To ease the interpretation of these results, here is a description of the various indices:

  • Sensitivity (equivalent to the True Positive Rate): Proportion of positive cases that are well detected by the test. In other words, the sensitivity measures how the test is effective when used on positive individuals. The test is perfect for positive individuals when sensitivity is 1, equivalent to a random draw when sensitivity is 0.5. If it is below 0.5, the test is counter-performing and it would be useful to reverse the rule so that sensitivity is higher than 0.5 (provided that this does not affect the specificity). The mathematical definition is given by: Sensitivity = TP/(TP + FN).
  • Specificity (also called True Negative Rate): proportion of negative cases that are well detected by the test.

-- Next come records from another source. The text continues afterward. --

PR #1080, opened 2020-11-17
Protein updates

RedSparr0w:
Nerf protein (5 per region, down from 10)
Is now used from within the item menu
Removed from the hatchery
Fixed category list showing in hatchery

### DIFF
--- a/src/components/breeding.html
+++ b/src/components/breeding.html
@@ -130,11 +130,6 @@ aria-labelledby="breedingModalLabel" aria-hidden="true">
                                         <a class="dropdown-item bg-dark py-1" href="#categoryModal" data-toggle="modal"><i>Edit</i></a>
                                     </div>
                                 </div>
-                                <div class="sidebar">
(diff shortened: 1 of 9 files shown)


KrushGames:
honestly this is probably fair. But 1 question: does this take away the effects of protein we have already used?

RedSparr0w:
> honestly this is probably fair. But 1 question: does this take away the effects of protein we have already used?

Yes, but as with most updates it refunds any overused Proteins.

RedSparr0w:
> honestly this is probably fair. But 1 question: does this take away the effects of protein we have already used?

Oh, nevermind, misread your comment.
Nope, it won't reduce the current attack gains you already have, but will reduce the total proteins used on Pokemon, so in the future they won't be gaining that same amount as before.

KrushGames:
actually you may have misread it, but it answered what i wanted to ask perfectly. I phrased the question wrong too

PR #1082, opened 2020-11-17
Berry Fixes Round 6

HLXII:
I just want to pad my total commits in the contributors page :)

 - Change Chilan Mutation so Chople doesn't spontaneously change. However the new mutation is also equally annoying :)
 - Added time display setting for Farm. Can now choose between time between stages, or time from ripe/death.


src/scripts/farming/mutation/mutationTypes/EvolveNearBerryMinMutation.ts
```diff
@@ -0,0 +1,55 @@
...
+            const plot = App.game.farming.plotList[idx];
+            if (!plot.isUnlocked) {
+                return;
+            }
+            if (plot.isEmpty()) {
+                return;
+            }
+            if (plot.stage() !== PlotStage.Berry) {
+                return;
+            }
```
RedSparr0w, line 32: Do we need all the extra checks in here?
If it's not unlocked or is empty, then this should also be true:
```suggestion
            if (plot.stage() !== PlotStage.Berry) {
                return;
            }
```

src/scripts/farming/Plot.ts
```diff
@@ -55,6 +56,20 @@ class Plot implements Saveable {
...
+        this.formattedTimeLeft = ko.pureComputed(() => {
+            if (this.berry === BerryType.None) {
+                return '';
+            }
+            let timeLeft = 0;
+            if (this.age < this.berryData.growthTime[3]) {
+                timeLeft = Math.ceil(this.berryData.growthTime[3] - this.age);
+            } else {
+                timeLeft = Math.ceil(this.berryData.growthTime[4] - this.age);
+            }
```
RedSparr0w, line 68: Are we able to do anything about the magic numbers here (`3`, `4`)?
```suggestion
            if (this.age < this.berryData.growthTime[3]) {
                timeLeft = Math.ceil(this.berryData.growthTime[3] - this.age);
            } else {
                timeLeft = Math.ceil(this.berryData.growthTime[4] - this.age);
            }
```

src/scripts/farming/mutation/mutationTypes/EvolveNearBerryMinMutation.ts
HLXII: I have a lot of sanity checks all over the place. Feel free to remove them.

src/scripts/farming/Plot.ts
HLXII: Technically we could use the PlotStage enum, but those are named Bloom/Berry for 3/4, which doesn't really make sense in this context (4 being time to death).

RedSparr0w: Only way I can think of to use PlotStage _(without it becoming confusing)_, is if we added 0 to the `growthTime` in the class:
```js
        this.growthTime = [0, ...this.growthTime];
```

HLXII: I don't want to think right now, so you can refactor it if you want. I've been using magic numbers for this in other locations as well.

Maybe add a getter for ripeTime/deathTime since I only reference 3 and 4 directly in those locations?

RedSparr0w: Yeah, no worries, we can get it done another time, just mentioning it now so it doesn't become too prevalent.

RedSparr0w (approved):

PR #1083, opened 2020-11-18
Add new pokeball trades to the Johto berry master

RedSparr0w:
Add new Pokeball trades to the Johto berry master.
Random trade each day.

image

The method of obtaining them can be changed later on once we have Apricorns or however we implement them.


HLXII:
I think the prices are a bit too high right now, especially since we buy Pokeballs in 1000s in the shop currently, but we can lower it after I guess.

Now that we're actually adding the new Pokeballs in, do we need to update the Pokeball selection logic? Or will it just be Special Ball > Ultraball > etc.

RedSparr0w:
Do you have some suggestions for prices?
I forgot to actually change the amounts 😅

The selection code has already been updated in a previous PR, basically any special ball will default to Pokeball once it runs out, otherwise the selection logic remains the same as before.

HLXII:
Cutting in half might be good.

Do we want any more complex logic for the player to choose? Or I guess the current new pokeballs will probably be used for grinding, so they'd want to default to pokeballs after anyways.

RedSparr0w:
> Do we want any more complex logic for the player to choose? Or I guess the current new pokeballs will probably be used for grinding, so they'd want to default to pokeballs after anyways.

I'd rather not make it too complex, I feel like defaulting to standard Pokeball is a good middle ground for it.
Although If anyone feels like making it more complex, then not a problem lol.

PR #1087, opened 2020-11-18
Hotfix to start at false instead of true

LuqDragon:


src/scripts/pokedex/PokedexHelper.ts
```diff
@@ -1,7 +1,7 @@
 import TypeColor = GameConstants.TypeColor;
 
 class PokedexHelper {
-    public static toggleStatisticShiny = ko.observable(true);
+    public static toggleStatisticShiny = ko.observable(false);
```
RedSparr0w, line 4: Wouldn't this make it show the non-shiny image on the individual Pokémon modal?

src/components/pokedex.html
```diff
@@ -88,7 +88,7 @@ <h4 style="margin-bottom: 0">Pokédex</h4>
                        <div class="col-sm-2">
                         <label class="form-check-label">
                             <input class="form-check-input" type="checkbox" id="pokedex-filter-held-item"
-                                   value="false" checked onclick="PokedexHelper.toggleAllShiny(!PokedexHelper.toggleAllShiny())"> Hide shiny image
+                                   value="true" onclick="PokedexHelper.toggleAllShiny(!PokedexHelper.toggleAllShiny())"> Hide shiny image
```
RedSparr0w, line 91: I've also just pushed this, as I forgot to remove the `checked` attribute when I flipped the setting name.

src/scripts/pokedex/PokedexHelper.ts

In other words, specificity measures how the test is effective when used on negative individuals. The test is perfect for negative individuals when the specificity is 1, equivalent to a random draw when the specificity is 0.5. If it is below 0.5, the test is counter performing-and it would be useful to reverse the rule so that specificity is higher than 0.5 (provided that this does not affect the sensitivity). The mathematical definition is given by: Specificity = TN/(TN + FP).
  • False Positive Rate (FPR): Proportion of negative cases that the test detects as positive (FPR = 1-Spécificité).

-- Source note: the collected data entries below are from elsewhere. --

PR #1090, opened 2020-11-18
Fix to convertion of seconds to time

LuqDragon:
This method was with `Math.ceil` instead of `Math.floor` so always it round up the number, so 1,3 turns 2 instead of 1.


RedSparr0w (approved):
Oh no, Thanks for the PR!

  • False Negative Rate (FNR): Proportion of positive cases that the test detects as negative (FNR = 1-Sensibilité)
  • Prevalence: relative frequency of the event of interest in the total sample (TP+FN)/N.
  • Positive Predictive Value (PPV): Proportion of truly positive cases among the positive cases detected by the test. We have PPV = TP / (TP + FP), or PPV = Sensitivity x Prevalence / [(Sensitivity x Prevalence + (1-Specificity)(1-Prevalence)]. It is a fundamental value that depends on the prevalence, an index that is independent of the quality of the test.

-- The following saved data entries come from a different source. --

PR #1091, opened 2020-11-18
Fix protein in older versions

LuqDragon:
Older versions, especially 0.5.8, dont have `Protein` in player data so just a fix to avoid fix all the saves that comes in `#bugs`

### DIFF
--- a/src/scripts/Update.ts
+++ b/src/scripts/Update.ts
@@ -276,9 +276,6 @@ class Update implements Saveable {
         },
 
         '0.6.5': ({ playerData, saveData }) => {
-            // check if playeData have Protein
-            playerData._itemList.Protein ? null : playerData._itemList['Protein'] = ko.observable(0);
-
             // nerf amount of proteins used per Pokemon
             const maxProteins = (playerData.highestRegion + 1) * 5;
             let proteinsToRefund = 0;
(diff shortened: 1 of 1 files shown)


RedSparr0w:
`Protein` is a part of older saves, as the item has existed the entire time, for example it still exist in this `v0.4.4` save:
[[v0.4.4] Poke Clicker Backup Save (1).txt](https://github.com/pokeclicker/pokeclicker/files/5562016/v0.4.4.Poke.Clicker.Backup.Save.1.txt)

And just a side not, we can't use observables in the update functions as we are working with the raw JSON.

LuqDragon:
Sorry for the observable in update but what happened so? The two saves you mentioned is giving this error:
image

RedSparr0w:
Ah, it's because of these lines:

https://github.com/pokeclicker/pokeclicker/blob/416bb10f8473e2d6b96bf4302bb3698ad040ca70/src/scripts/Update.ts#L284-L289

`proteinsToRefund` becomes NaN.

We should probably be extending the item observables to be `numeric` as well so it would avoid this possibly happening in the future too, as it would just become `0` if it was a non number.

LuqDragon:
ok, javascript bug me sometimes, i come from C# very typed, everything is warned, javascript/typescript is like, do what you want and you will see the consequences after

LuqDragon:
Updated the branch if want to use

RedSparr0w (approved):
Changes look good, thanks for the PR!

  • Negative Predictive Value (NPV): Proportion of truly negative cases among the negative cases detected by the test. We have NPV = TN / (TN + FN), or PPV = Specificity x (1 - Prevalence) / [(Specificity (1-Prevalence) + (1-Sensibility) x Prevalence]. This index depends also on the prevalence that is independent of the quality of the test.
  • Positive Likelihood Ratio (LR+): This ratio indicates to which point an individual has more chances to be positive in reality when the test is telling it is positive. We have LR+ = Sensitivity / (1-Specificity). The LR+ is a positive or null value.
  • Negative Likelihood Ratio (LR-): This ratio indicates to which point an individual has more chances to be negative in reality when the test is telling it is positive. We have LR- = (1-Sensitivity) / (Specificity). The LR- is a positive or null value.
  • Odds ratio: The odds ratio indicates how much an individual is more likely to be positive if the test is positive, compared to cases where the test is negative. For example, an odds ratio of 2 means that the chance that the positive event occurs is twice higher if the test is positive than if it is negative. The odds ratio is a positive or null value. We have Odds ratio = TPxTN / (FPxFN).
  • Relative risk: The relative risk is a ratio that measures how better the test behaves when it is a positive report than when it is negative. For example, a relative risk of 2 means that the test is twice more powerful when it is positive that when it is negative. A value close to 1 corresponds to a case of independence between the rows and columns, and to a test that performs as well when it is positive as when it is negative. Relative risk is a null or positive value given by: Relative risk = TP/(TP+FP) / (FN/(FN+TN)).

The performance of the test is pretty average and neither the sensitivity nor the specificity are really satisfactory. However, the very low cost of the test makes it interesting. A slight improvement in the sensitivity and a linkage with another test could make it effective.

Note: The predictive values are biased in this case. Indeed, the prevalence of the disease in our sample is 50% (1 person over 2 is ill), which does not correspond to the reality of the total population where the disease affects one person in 2000. To correct the predictive values, you only need in the "Options" tab to indicate that the input prevalence is 0.0005.